Ziegler has become Sia’s recurring avatar, donning a Sia wig in videos and in live performances, and the pair have become close. “She’s like my second mom,” Ziegler says — though, she adds, “I feel like we’re the same age sometimes. Even though we’re years apart, she has qualities of a 15-year-old.”
By 2015, Sia’s profile had risen so sharply that she was invited to perform on SNL an unprecedented three times in one year, including an episode hosted by Donald Trump. After the show, she says, she was walking back to her dressing room when she heard her name. She turned to find the pudgy bronze face of our future president.
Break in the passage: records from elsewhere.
PR #884, opened 2026-06-10
Port TS-only validation rules into PHP

alistair3149:
> Result of an extensive design collaboration with @alistair3149, who chose the server-assisted validation direction and steered the scope; this is the first, ships-regardless increment.
> Context: the NeoWiki codebase, the validation-sync design doc, and web research on client/server validation UX.

Aligns three points where the frontend and backend validators had drifted, moving the authoritative rule into PHP (or aligning a default) so a schema validates identically on both sides.

- **minLength/maxLength on the text Property Type.** `TextProperty` gains the two nullable fields (parsed and serialized like `NumberProperty`'s bounds); `TextType` emits per-part `min-length`/`max-length` violations mirroring the TypeScript validator. Empty parts are skipped on both sides, matching the frontend's empties-filtered behaviour.
- **uniqueItems default.** The frontend deserialization default is aligned to `false`, matching the backend and `docs/reference/schema-format.md`. Null length bounds emitted by the backend serializer are coerced to `undefined` on deserialization so they are never mistaken for a real bound (otherwise a `null` `maxLength` would spuriously flag every value in the editor).
- **Property name trimming.** The backend `PropertyName` now trims and rejects whitespace-only names, matching the frontend.

Existing schema-serialization fixtures are updated for the two new text keys.

This is step 1 of a staged validation-sync effort; it is independently valuable as a set of drift bug-fixes and does not depend on the later steps.

## Manual Browser Check

The Validation Demo schema is extended (in this branch) to exercise the new rules. After `make load-test-data` and `make ts-build`:

1. Open the **Validation Demo** subject and edit it.
2. In a text field with a min/max length, type a too-short then a too-long value — confirm `Minimum length is N characters` / `Maximum length is N characters` appear inline as you type, and clear when the value is valid.
3. Confirm a text/url field *without* `uniqueItems` no longer flags duplicate entries live (default is now off, matching the backend).
4. Confirm no spurious "Maximum length is null characters" error ever appears on a property that has no max length.

### DIFF
--- a/DemoData/Page/Validation_Demo.wikitext
+++ b/DemoData/Page/Validation_Demo.wikitext
@@ -14,18 +14,34 @@ With this flag on, writes that introduce new violations are rejected with HTTP 4
 
 * [[Validation Clean]] — a Subject with every property filled in correctly. Use it as the starting point for the recipes below.
 
-The [[Schema:Validation Demo|Validation Demo]] schema has four properties spanning the validation surface:
+The [[Schema:Validation Demo|Validation Demo]] schema has one or more properties for every validatable Property Type, so you can trigger each rule by typing a bad value in the editor:
 
 {| class="wikitable"
-! Property !! Type !! Notes
+! Property !! Type !! What to try
 |-
-| Title || text, required || A simple required text field.
+| Title || text, required || Clear it and save to see a "required" error.
+|-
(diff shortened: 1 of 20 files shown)


alistair3149:
https://github.com/user-attachments/assets/f3b2db6b-89c0-4ad4-9b30-42169545d7f7

PR #885, opened 2026-06-10
Validate Schema and Layout content at save time, covering all write paths

alistair3149:
> Result of a design collaboration with @alistair3149; second increment of a staged validation-sync effort.
> Context: the NeoWiki codebase and the validation-sync design doc.

Move the JSON schema validation and the title-name check from the UI-only `EditFilter` hook into `SchemaContentHandler::validateSave()` and `LayoutContentHandler::validateSave()`. Every `PageUpdater` write — the Vue editors' REST `/v1/page` PUT, the action API, EditPage, and the NeoWiki demo importer — is now gated by one authority, closing the hole where the Vue editors' REST save path bypassed validation entirely. The redundant `EditFilter` content check and the now-unused `JsonSchemaErrorFormatter` are removed. Incidentally fixes a pre-existing latent bug: the old hook referenced a `neowiki-schema-invalid` message that never existed.

Core MediaWiki XML import (`ImportableOldRevisionImporter` → `RevisionStore::insertRevisionOn`) bypasses `validateSave`; this remains a known gap, documented by a characterization test. A real import-time gate is a separate, deferred follow-up.

Independent of #884 (step 1) — different files, mergeable in either order.

## Manual Browser Check

After `make load-test-data` and `make ts-build`:

1. Create or edit a **Schema** via the UI (`Special:CreateSchema` / the schema editor) with valid content and save — confirm it still saves normally.
2. Same for a **Layout**.
3. (Optional, raw editor) Open a `Schema:` page in the plain MediaWiki editor, replace the JSON with something structurally invalid (e.g. remove `propertyDefinitions`), and save — confirm the save is now **rejected** with an inline error, on the REST/API path as well as EditPage.
4. Confirm a normal new Layout created through the Vue creator (schema + view type selected) saves fine (the empty `{"schema":"","type":""}` default is only reachable via a blank raw-EditPage save, which is now correctly rejected).


JeroenDeDauw:
Merge conflict

malberts:
Two corrections to the PR description for the record; the diff itself is sound and I'm fine with the change.

**1. The unguarded path was the demo importer, not the REST PUT.** The description says this closes "the hole where the Vue editors' REST `/v1/page` PUT save path bypassed validation entirely." That path was already gated: REST PUT routes through `ApiEditPage` → `EditPage::internalAttemptSave`, which fires the old `onEditFilter` and aborts invalid content using the same `SchemaContentValidator`/`SchemaName`. The genuinely unvalidated path was the **demo importer** (`PageContentSaver::saveContent()` → `newPageUpdater()->saveRevision()`), which skips `EditPage`/`EditFilter` and so only got the parent `JsonContentHandler`'s JSON well-formedness check. Consolidating into `validateSave()` (which `PageUpdater` runs on every write path) is the correct fix; the rationale just names the wrong path.

**2. The characterization test no longer exists.** The description says the remaining core XML import gap is "documented by a characterization test." `tests/phpunit/EntryPoints/ImportValidationGapTest.php` was added in `5bddd1d6` and removed in the head commit `e0a2977d` ("Slim validateSave integration tests..."). On the current branch the gap is documented only in a commit message and design doc, not in code. Either restore a slim version or drop the sentence.

Minor: the manual-check steps reference `make load-test-data`, which is not a target (it is `make import-demo-data`).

“We’ve got to get a photo!” Trump said. Lurking behind him was Ivanka, camera in hand. Sia froze. A self-described co-dependent, Sia lives in fear of hurting people’s feelings. On the other hand, she could imagine the outrage over a photo of her and Trump, arms around each other, plastering the Internet. And so she managed to meekly reply, “Actually, do you mind if we don’t? I have a lot of queer and Mexican fans, and I don’t want them to think that I support your views.”
After a beat, he said, “Oh, no problem. Then don’t.” He didn’t seem angry or hurt in the slightest.
“It was as if he viewed me as protecting my brand,” says Sia. “He respected that.
“I was like, ‘Thank you so much,’ ” she recalls, “and then I went into my dressing room and had crazy diarrhea.”
A gentle rain falls onto Delfino Studios, a production lot tucked away in the foothills of L.A.’s Sylmar neighborhood. Sia is reshooting various bits and bobs for her film, Music, like a cutaway shot of a ceiling fan that they’ll do 11 different times. The crew members have decided that the ceiling fan’s ceiling doesn’t look weathered enough and did a few touch-ups with a paintbrush; now, they are literally sitting around watching paint dry. For an efficiency enthusiast like Sia, it’s maddening. “My main goal in life is to save time,” she says. “So this . . . it’s extremely confronting. It’s challenged me to be much more patient than I really am.”
At first, the film wasn’t going to be a musical. “Then I realized they’d give me loads more money if I made it a musical” — roughly $10 million more, she says, since the studio could make its money back on the soundtrack. Daniel wants to make sure it has a hit. That’s the biggest scene they’re shooting today — essentially a music video for a song Sia wrote a few weeks ago (it took her “maybe about an hour”) that will likely be the film’s ending. “Together” is a cheerful song that matches her personality much more than, say, “Chandelier.” The bridge goes, “I want love, I want to give it/I want love, please deliver it.”
The “Together” scene, to be shot in one take, features the principal characters and a half-dozen kids decked out in brightly painted jumpsuits dancing around a circle of chairs, arranged like a 12-step meeting (choreographed by Heffington, of course). It’s a long, complicated shot, a whirl of color, hugs and smiles, and if it is the ending of the film, it will be an exceedingly happy one. Sia watches the take breathlessly; it concludes with the camera panning up toward the ceiling. “Amazing,” Sia whispers. Then she shouts, “Amazing!”
Months later, the film is nearly finished. “I think it might be good,” she tells me over the phone. “It’s not exceptional yet. . . . I’m a little bit ashamed I couldn’t make it exceptional. That was my dream, to make the first movie an exceptional work. But what are you gonna do? I’m only human.”
Sia is still struggling with a handful of physical ailments — thyroid problems, neck and back pain, migraines, fatigue. She has a projector pointed at her bedroom ceiling, so she can lie in bed with her dogs and watch TV while resting her neck. I worry her work is taking its toll again. But Sia isn’t ready to stop. “I’ve set up a model where I can age,” she says. “You know, the wig never gets old.”